Woodrow (Mr. Glodell) is awkward, a guy you'd expect to see in a romantic 
comedy.  Yet he's supremely confident and tough, as are all the characters, 
and well-acted.  "Bellflower" calculatingly withholds Woodrow's strengths.  
Woodrow's gregarious best friend Aiden (Tyler Dawson) stirs dreams of a real 
apocalypse.  The duo wants their imaginary Mother Medusa gang, powered by 
their jet black muscle car, to ride through flames in a blaze of glory.  
Woodrow and Aiden are flame-throwers.  They blast objects with enormous 
flames that illuminate the dark night sky.  These two are inviolable, 
almost inseparable, until a femme fatale type named Milly (Jessie Wiseman) comes 
along.  Milly has Courtney (Rebekah Brandes), a friend as close to her as 
Aiden is to Woodrow.  The women aren't as preoccupied with setting the 
world on fire. 
"Bellflower" is jarring poetry.  Part-hallucinogen, part-reality, Mr. 

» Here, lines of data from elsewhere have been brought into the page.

PR #571, opened 2026-03-11
Fix image hash determinism and error propagation

thedebugger:
## Summary - These are good hygiene fixes but very small likelyhood of running into it (caught with claude review)

- **Bug 1**: `hash_directory` iterated directory entries in filesystem order (non-deterministic). Now sorts by path and includes relative file paths in hash for structural correctness.
- **Bug 2**: `render_build_operation` joined HashMap options in random iteration order, producing non-deterministic Dockerfiles. Now sorts options by key.
- **Bug 3**: `hash_directory` called `.unwrap()` on IO errors, panicking the process. Now propagates `io::Result` through `add_build_op_to_hasher` and `image_hash`.
- Removes unused `httpx-sse` Python dependency.

## Test plan
- [x] `cargo test -p tensorlake-cloud-sdk -- models::tests` — 3 new tests covering all 3 bugs
- [ ] Verify `cargo check -p tensorlake-cli` compiles (changed `image_hash` return type)

### DIFF
--- a/crates/cloud-sdk/src/images/mod.rs
+++ b/crates/cloud-sdk/src/images/mod.rs
@@ -181,7 +181,7 @@ impl ImagesClient {
         request
             .image
             .create_context_archive(&mut context_data, &request.sdk_version, None)?;
-        let image_hash = request.image.image_hash(&request.sdk_version);
+        let image_hash = request.image.image_hash(&request.sdk_version)?;
         let form = Form::new()
             .text("graph_name", request.application_name.clone())
             .text("graph_version", request.application_version.clone())
--- a/Cargo.lock
+++ b/Cargo.lock
@@ -2450,6 +2450,7 @@ dependencies = [
  "serde_with",
  "sha2",
  "tar",
+ "tempfile",
  "thiserror 2.0.18",
  "tokio",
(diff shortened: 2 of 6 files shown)


crates/cloud-sdk/src/images/mod.rs
```diff
@@ -181,7 +181,7 @@ impl ImagesClient {
         request
             .image
             .create_context_archive(&mut context_data, &request.sdk_version, None)?;
-        let image_hash = request.image.image_hash(&request.sdk_version);
+        let image_hash = request.image.image_hash(&request.sdk_version)?;
```
eabatalov, line 184: Do we really use image hash for anything? I'm not aware where it'd be helpful as image hash computed based on image definition doesn't guarantee the same built image content after built because i.e. newer version of packages get installed with the same command like `pip install numpy`.

thedebugger: yeah we don't use it right now which is why this fix has no/little impact

eabatalov: We might also want to remove it. This is preferred imo than having a non-trivial dead code.

PR #572, opened 2026-03-12
Make v3 image builder the default

thedebugger:
Included in the PR:

* v3 image builder is now the default for deploy
* restored GIL release during v3 image log streaming
* added terminal SSE regression coverage
* fixed the city guide sample to avoid local agents import requirements
* bumped the CLI/package version to 0.4.20

### DIFF
--- a/examples/readme_example/city_guide.py
+++ b/examples/readme_example/city_guide.py
@@ -3,6 +3,9 @@ import subprocess
 import sys
 import tempfile
 
+from agents import Agent, Runner
+from agents.tool import WebSearchTool, function_tool
+
 from tensorlake.applications import Image, application, function, run_local_application
 
 # Define the image with necessary OpenAI dependencies.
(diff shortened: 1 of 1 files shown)


examples/readme_example/city_guide.py
```diff
@@ -156,14 +160,32 @@ def city_guide_app(city: str) -> str:
     2. Get activity based on weather using Web Search.
     3. Create final guide with appropriate units.
     """
+    from agents import Agent, Runner
+    from agents.tool import function_tool
+
+    @function_tool
```
thedebugger: lazy loading function tool calls because user might not have OpenAI SDK installed locally, which causes function_tool load to fail during the deploy

eabatalov: This adds a bunch of wrapper tool functions. This makes the example more verbose and hides the fact that tensorlake functions are fully able to work as @function_tool in the agentic SDK. This showcases our product as worse than as a better thing.

We don't do this in any of our examples afaik.
People before deploying remotely their code would typically be developing it in local mode.

For these reasons I think this change makes things worse.

PR #576, opened 2026-03-12
Add `sbx terminate` and `sbx snapshot rm` commands

bkolobara:
## Summary

This PR adds CLI support for deleting snapshots and terminating sandboxes.

### Changes

- Added `tl sbx snapshot rm <SNAPSHOT_ID>...` to delete one or more snapshots
- Added sandbox termination support in the CLI and exposed it as:
  - `tl sbx terminate <SANDBOX_ID>...`
- Kept `tl sbx rm` as a compatibility alias for `tl sbx stop`

### Why

Server-side behavior differs between sandboxes and snapshots:

- deleting a sandbox does **not** hard-delete it; it **terminates** the sandbox and keeps it visible in sandbox listings as `terminated`
- deleting a snapshot performs a real delete and removes it from snapshot listings

I think that `terminate` is a better user-facing command for sandboxes, while `snapshot rm` is better for snapshots.

### DIFF
--- a/crates/cli/src/commands/sbx/terminate.rs
+++ b/crates/cli/src/commands/sbx/terminate.rs
@@ -16,14 +16,14 @@ pub async fn run(ctx: &CliContext, sandbox_ids: &[String]) -> Result<()> {
             let status = resp.status();
             let body = resp.text().await.unwrap_or_default();
             return Err(CliError::Other(anyhow::anyhow!(
-                "failed to stop sandbox {} (HTTP {}): {}",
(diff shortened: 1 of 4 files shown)


crates/cli/src/commands/sbx/terminate.rs
```diff
@@ -0,0 +1,30 @@
+use crate::auth::context::CliContext;
```
eabatalov, line 1: Suggestion: let's rename all of this to terminate, update all the messages.

PR #595, opened 2026-03-24
Remove resume call on ssh and set sandbox default to 1 CPU and 1GB RAM

bkolobara:


crates/cli/src/commands/sbx/ssh.rs
```diff
@@ -10,8 +8,6 @@ pub async fn run(ctx: &CliContext, sandbox_id: &str, shell: &str) -> Result<()>
         return Err(CliError::usage("ssh requires an interactive terminal"));
     }
 
-    resume_sandbox_if_suspended(ctx, sandbox_id).await?;
```
thedebugger, line 13: do you know why we added this? And, what is going to be the behavior if someone tries to SSH to suspended VM?

bkolobara: This is now handled directly by the server. This was a leftover from the previous implementation where we did the resume from the CLI, but we don't need it anymore.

Glodell's film keeps you guessing as to what's real and what isn't.  The 
film evokes such escapist trips as "Two Lane Blacktop" and the apocalyptic 
thriller "Mad Max", which it references.  There's flourishes of Lynch and a 
nihilism that burns in places we've all been to or felt.  This film is 
about what boys do and what boys feel, and the two are kept separate until they 
merge and explode, in ways that thunder and roar as loudly and shrilly as Trent 
Reznor's song "Burn" does.
We see men hurt, physically and emotionally.  If hell hath no fury like a 
woman's scorn, then heaven help us when a man gets madder than Max.  
There's an intricacy of machinery and construction that "Bellflower" 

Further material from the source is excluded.